Copy exactly, please, the lines of the data from its start through the line containing "If type of the".

*** Data records Section Begins ***

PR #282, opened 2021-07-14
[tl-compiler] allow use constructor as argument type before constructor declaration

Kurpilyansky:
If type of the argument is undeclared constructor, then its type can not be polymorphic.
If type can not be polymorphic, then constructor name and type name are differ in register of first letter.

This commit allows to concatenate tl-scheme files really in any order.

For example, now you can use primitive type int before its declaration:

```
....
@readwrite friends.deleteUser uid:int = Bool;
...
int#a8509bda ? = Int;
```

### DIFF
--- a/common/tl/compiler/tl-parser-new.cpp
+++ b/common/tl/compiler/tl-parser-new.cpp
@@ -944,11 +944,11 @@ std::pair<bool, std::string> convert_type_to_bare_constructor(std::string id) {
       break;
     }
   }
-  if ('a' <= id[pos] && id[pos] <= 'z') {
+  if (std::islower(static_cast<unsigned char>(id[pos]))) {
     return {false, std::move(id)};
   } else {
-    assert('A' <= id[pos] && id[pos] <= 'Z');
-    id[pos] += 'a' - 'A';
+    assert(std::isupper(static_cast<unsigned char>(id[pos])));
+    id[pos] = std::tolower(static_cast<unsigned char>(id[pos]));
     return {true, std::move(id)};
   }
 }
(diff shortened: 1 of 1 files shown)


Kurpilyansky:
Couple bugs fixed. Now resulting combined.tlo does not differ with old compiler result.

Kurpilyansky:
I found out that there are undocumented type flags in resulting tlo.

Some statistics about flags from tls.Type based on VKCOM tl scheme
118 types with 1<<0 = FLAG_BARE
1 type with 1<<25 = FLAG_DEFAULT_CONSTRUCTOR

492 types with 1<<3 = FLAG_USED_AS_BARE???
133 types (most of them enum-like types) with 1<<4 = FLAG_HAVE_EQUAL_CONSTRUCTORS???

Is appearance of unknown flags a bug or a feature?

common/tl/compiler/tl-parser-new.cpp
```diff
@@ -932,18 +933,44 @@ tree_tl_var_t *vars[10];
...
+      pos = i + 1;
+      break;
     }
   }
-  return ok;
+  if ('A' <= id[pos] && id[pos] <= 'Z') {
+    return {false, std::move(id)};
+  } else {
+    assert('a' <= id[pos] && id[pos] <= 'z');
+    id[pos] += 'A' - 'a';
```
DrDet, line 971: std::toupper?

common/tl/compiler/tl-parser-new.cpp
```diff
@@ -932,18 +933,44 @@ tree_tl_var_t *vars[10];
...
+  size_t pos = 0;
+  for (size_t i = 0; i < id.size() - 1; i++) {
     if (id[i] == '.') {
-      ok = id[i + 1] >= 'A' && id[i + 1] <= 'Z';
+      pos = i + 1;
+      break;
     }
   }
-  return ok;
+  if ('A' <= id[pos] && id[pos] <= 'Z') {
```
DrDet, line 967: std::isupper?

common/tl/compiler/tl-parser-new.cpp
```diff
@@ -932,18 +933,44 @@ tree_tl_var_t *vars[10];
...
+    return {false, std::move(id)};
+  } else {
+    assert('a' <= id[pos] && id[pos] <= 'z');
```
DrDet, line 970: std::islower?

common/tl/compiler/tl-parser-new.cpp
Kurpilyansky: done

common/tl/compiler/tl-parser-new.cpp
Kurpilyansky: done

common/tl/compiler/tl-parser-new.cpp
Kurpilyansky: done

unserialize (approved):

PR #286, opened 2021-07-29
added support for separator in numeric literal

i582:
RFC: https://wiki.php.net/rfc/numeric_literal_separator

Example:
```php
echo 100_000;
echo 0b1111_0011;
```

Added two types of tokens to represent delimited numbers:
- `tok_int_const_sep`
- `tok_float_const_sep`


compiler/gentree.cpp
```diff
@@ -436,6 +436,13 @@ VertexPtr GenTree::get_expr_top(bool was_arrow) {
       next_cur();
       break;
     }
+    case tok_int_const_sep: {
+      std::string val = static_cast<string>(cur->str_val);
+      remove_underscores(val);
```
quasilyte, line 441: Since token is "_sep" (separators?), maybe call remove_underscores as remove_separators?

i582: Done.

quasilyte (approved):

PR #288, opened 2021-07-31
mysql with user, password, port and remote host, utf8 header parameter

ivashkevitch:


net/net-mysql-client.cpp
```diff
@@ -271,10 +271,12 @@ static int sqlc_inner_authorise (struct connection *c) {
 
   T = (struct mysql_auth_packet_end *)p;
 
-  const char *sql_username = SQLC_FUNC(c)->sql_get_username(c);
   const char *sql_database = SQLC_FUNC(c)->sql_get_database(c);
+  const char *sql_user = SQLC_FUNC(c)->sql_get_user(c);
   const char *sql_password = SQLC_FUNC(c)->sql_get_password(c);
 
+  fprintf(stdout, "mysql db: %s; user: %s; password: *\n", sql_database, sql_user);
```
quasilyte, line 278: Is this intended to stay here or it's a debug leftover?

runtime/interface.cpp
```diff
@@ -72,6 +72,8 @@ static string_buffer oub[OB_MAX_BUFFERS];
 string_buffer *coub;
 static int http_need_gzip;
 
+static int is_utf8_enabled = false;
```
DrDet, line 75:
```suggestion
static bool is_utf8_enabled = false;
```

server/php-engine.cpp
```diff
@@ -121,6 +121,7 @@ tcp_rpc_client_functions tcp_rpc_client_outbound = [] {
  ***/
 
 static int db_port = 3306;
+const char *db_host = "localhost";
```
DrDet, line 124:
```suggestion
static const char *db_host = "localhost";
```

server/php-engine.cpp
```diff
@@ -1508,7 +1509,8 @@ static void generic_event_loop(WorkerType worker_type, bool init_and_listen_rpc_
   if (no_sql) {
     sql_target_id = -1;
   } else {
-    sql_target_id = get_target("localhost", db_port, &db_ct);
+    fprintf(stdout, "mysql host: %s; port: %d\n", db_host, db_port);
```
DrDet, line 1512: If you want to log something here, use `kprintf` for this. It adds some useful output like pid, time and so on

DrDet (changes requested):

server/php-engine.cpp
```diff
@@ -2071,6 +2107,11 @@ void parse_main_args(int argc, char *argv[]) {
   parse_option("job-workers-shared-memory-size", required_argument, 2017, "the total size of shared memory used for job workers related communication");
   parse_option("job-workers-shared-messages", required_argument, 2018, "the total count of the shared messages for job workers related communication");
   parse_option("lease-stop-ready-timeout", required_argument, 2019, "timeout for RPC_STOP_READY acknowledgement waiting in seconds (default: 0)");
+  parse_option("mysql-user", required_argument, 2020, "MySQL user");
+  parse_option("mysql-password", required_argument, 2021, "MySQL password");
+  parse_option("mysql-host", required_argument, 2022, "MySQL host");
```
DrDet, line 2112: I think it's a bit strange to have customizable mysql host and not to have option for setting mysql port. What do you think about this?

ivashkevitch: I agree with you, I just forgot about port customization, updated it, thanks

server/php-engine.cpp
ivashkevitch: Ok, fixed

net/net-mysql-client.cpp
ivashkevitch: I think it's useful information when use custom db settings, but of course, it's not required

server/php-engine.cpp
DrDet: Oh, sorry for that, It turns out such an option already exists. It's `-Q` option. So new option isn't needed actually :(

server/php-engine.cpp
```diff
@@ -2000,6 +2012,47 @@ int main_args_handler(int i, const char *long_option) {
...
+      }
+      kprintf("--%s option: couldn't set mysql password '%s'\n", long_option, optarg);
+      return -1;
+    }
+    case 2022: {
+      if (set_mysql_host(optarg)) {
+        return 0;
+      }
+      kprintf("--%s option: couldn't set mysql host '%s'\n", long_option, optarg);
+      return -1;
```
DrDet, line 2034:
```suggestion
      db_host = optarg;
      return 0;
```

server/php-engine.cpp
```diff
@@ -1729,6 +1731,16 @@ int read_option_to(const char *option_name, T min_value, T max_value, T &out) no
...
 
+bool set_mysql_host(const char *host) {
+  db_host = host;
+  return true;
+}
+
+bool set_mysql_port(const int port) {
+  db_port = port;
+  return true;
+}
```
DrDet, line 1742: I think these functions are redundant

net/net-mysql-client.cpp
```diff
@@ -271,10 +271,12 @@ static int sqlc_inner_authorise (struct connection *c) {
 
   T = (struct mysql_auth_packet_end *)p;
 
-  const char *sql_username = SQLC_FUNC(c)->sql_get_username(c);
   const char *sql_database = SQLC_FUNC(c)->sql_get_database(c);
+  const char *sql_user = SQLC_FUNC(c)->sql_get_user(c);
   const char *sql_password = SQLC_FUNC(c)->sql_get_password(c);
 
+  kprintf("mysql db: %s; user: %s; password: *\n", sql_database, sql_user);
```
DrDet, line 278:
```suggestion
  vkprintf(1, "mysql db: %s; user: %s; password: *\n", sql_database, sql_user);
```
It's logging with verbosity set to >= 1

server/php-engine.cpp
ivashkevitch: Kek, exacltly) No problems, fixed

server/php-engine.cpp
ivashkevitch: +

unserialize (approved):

*** Data records Section Ends ***

▶ **Answer space**
PR #282, opened 2021-07-14
[tl-compiler] allow use constructor as argument type before constructor declaration

Kurpilyansky:
If type of the argument is undeclared constructor, then its type can not be polymorphic.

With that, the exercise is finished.